Drugmaker Pfizer’s third-quarter profit plunged 38 percent as higher spending and a slew of acquisition-related charges more than offset higher sales, sending its shares down before the stock market opened.
The mediocre results missed Wall Street expectations, Pfizer lowered the top end of its 2016 profit forecast and it said it was scrapping development of a closely watched experimental cholesterol drug, partly due to reduced sales expectations.
Coming after Pfizer Inc.’s Sept. 26 announcement that it won’t split into two companies to accelerate growth — a move some investors and analysts had hoped would boost Pfizer’s lagging stock — Tuesday’s disappointed investors.
In trading Tuesday afternoon, shares fell 83 cents, or 2.6 percent, to $30.88.
“Some investors feel the company has careened from strategy to strategy over the past few years,” said Erik Gordon, a professor and pharmaceuticals analyst at University of Michigan’s Ross School of Business.
He said that included failed attempts at two mega-acquisitions — first of Britain’s AstraZeneca Plc in 2014 and this year of Ireland’s Allergan Plc — meant to slash Pfizer’s taxes, plus deals including this year’s purchase of cancer drugmaker Medivation and then abandoning its long-expected split into two companies.
Pfizer “has built shareholder value more on its wheeling and dealing” than on developing new medicines, Gordon added.

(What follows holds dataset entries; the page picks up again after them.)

Issue #2092, opened 2023-09-21
Remove Lerna config and lift MST sub-package up


coolsoftwaretyler:
This is the last step to making MST no longer a monorepo.

With https://github.com/mobxjs/mobx-state-tree/pull/2091, we finally removed the last of the sub-packages out of this repository. But we are currently still set up in Lerna, and with sub-packages. We won't change that until we close most (or hopefully all) of the open PRs in the repository to avoid gnarly merge conflicts.

This issue should get closed once we have a PR to actually remove all the monorepo structure. We put out a discussion post over here: https://github.com/mobxjs/mobx-state-tree/discussions/2089 to let folks know to anticipate it.

PR #2098, opened 2023-10-07
Chore/undo monorepo setup

coolsoftwaretyler:

This PR resolves https://github.com/mobxjs/mobx-state-tree/issues/2092, which completes https://github.com/mobxjs/mobx-state-tree/milestone/4. It removes all of the [Lerna](https://github.com/lerna/lerna) configuration we needed when MobX-State-Tree was a monorepo. It also moves some configuration files around, and changes some formatting options since this is going to be a huge diff anyways.

Here is a list of all the things contained in this commit/PR:

1. Uninstalled Lerna
1. Moved the contents of `packages/mobx-state-tree` to the root. So there's now `__tests__/`, `scripts/`, and `src/` at the root. We combined some more config files as well (discussed below).
1. Combined the Rollup config. Before, there was a base config at the root, and a separate config in the sub-package. Now we just have one config file at the root.
1. Combined `tsconfig.json` and updated file paths. Did not move this into `package.json` because `__tests__/tsconfig.json` wants to inherit from it.
1. Deleted the separate `test-results/` sub-folders, since we only have one package to test now.
1. Deleted the `tslint.json` in the `__tests__/` folder - it was only extending the base `tslint.json` file.
1. There are some existing TSLint errors in `__tests__/core/type-system.test.js`, but those exist in `packages/mobx-state-tree/__tests__/core/type-system.test.ts` in `master` as is, so this is not a regression.
1. Deleted `yarn test:cyclic` script. It didn't seem to be testing much, so removed it and references to it.
1. Updated path in size-limit configuration, and moved that config to `package.json`
1. Updated TypeScript to 3.8.3 to resolve peer dependency warning in `yarn install`
1. Updated CircleCI config for new commands and file paths.
1. Moved Prettier config to `package.json`, changed `tabWidth` to 2, added Prettier scripts to check, list, and write to files.
1. Moved size-limit configuration into `package.json`.
1. Deleted empty watchman configuration
1. Removed the `release` script - since we don't have a monorepo any more, I think doing this through `yarn tag-new-version` and a separate step to publish to npm is sufficient. Would be happy to take a future PR to automate this further.
2. Deleted config for an external tool called Wallaby - doesn't seem to have been installed as a devDependency or anything. If anyone wants to use it, we can open a separate PR to bring it back.

## Steps to validate locally

1. Pull this branch
1. For a clean slate, `rm -rf node_modules/ && yarn`

Run through the `package.json` scripts. They should mostly work in any order, but here's an order that makes the most sense to me. Some scripts run each other, but should be pretty robust and not rely too heavily on order-of-operations.

1. `yarn prepare`
1. `yarn prettier:list` (consider making a prettier error in a file to see it fail)
1. `yarn prettier:check` (consider making a prettier error in a file to see it fail)
1. `yarn prettier:write` (consider making a prettier error in a file to see it write the fix)
1. `yarn clean`
1. `yarn build` (runs `yarn clean` as well)
1. `yarn build` (run it again to check that cleaning works as expected)
1. `yarn jest` (you may get an open handle warning, this happens on `master` as well)
1. `yarn test` (you may get an open handle warning, this happens on `master` as well)
1. `yarn jest:perf`
1. `yarn test:perf`
1. `yarn test:dev` (again, open handle warnings are not regressions)
1. `yarn test:prod` (open handle warnings are not regressions)
1. `yarn coverage` (check the `coverage` folder, not version controlled)
1. `yarn test:all` (open handle warnings are not regressions - also generates coverage report)
1. `yarn size`
1. `yarn tag-new-version` (please use an `alpha` version, this will push to GitHub)
1. `yarn deduplicate` (this probably won't actually do anything)
1. `yarn fix-typedoc`
1. `yarn build-docs` (also runs `fix-typedoc`)
1. Please **skip** publishing docs for now - we can run and troubleshoot this when we actually release `v5.3.0`
1. `yarn start` (will open a local tab of the docs site)

We have a command for `yarn lint`, which fails, but it fails the same on `master`, so this is not a regression.

After you've checked things working in the repo, you can check that the build output works. I released a `5.3.0-alpha.1` version to npm, which includes some of the recent fixes and additions to the library, and was built off this branch to make sure the new setup works as expected.


coolsoftwaretyler:
I'm going to close this and see if I can trigger CI again. Doesn't seem to be running on subsequent commits.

The biggest U.S.-based drugmaker said it discontinued bococizumab due to unimpressive results of late-stage testing and limited commercial prospects, an ominous sign as payers squeeze pharmaceutical companies amid public fury over soaring drug prices. Bococizumab is part of a new class of cholesterol medicines, PCSK-9 inhibitors, costing about $14,000 per year. Insurers are aggressively limiting patient access in favor of cheap generic cholesterol pills such as Pfizer’s former blockbuster Lipitor.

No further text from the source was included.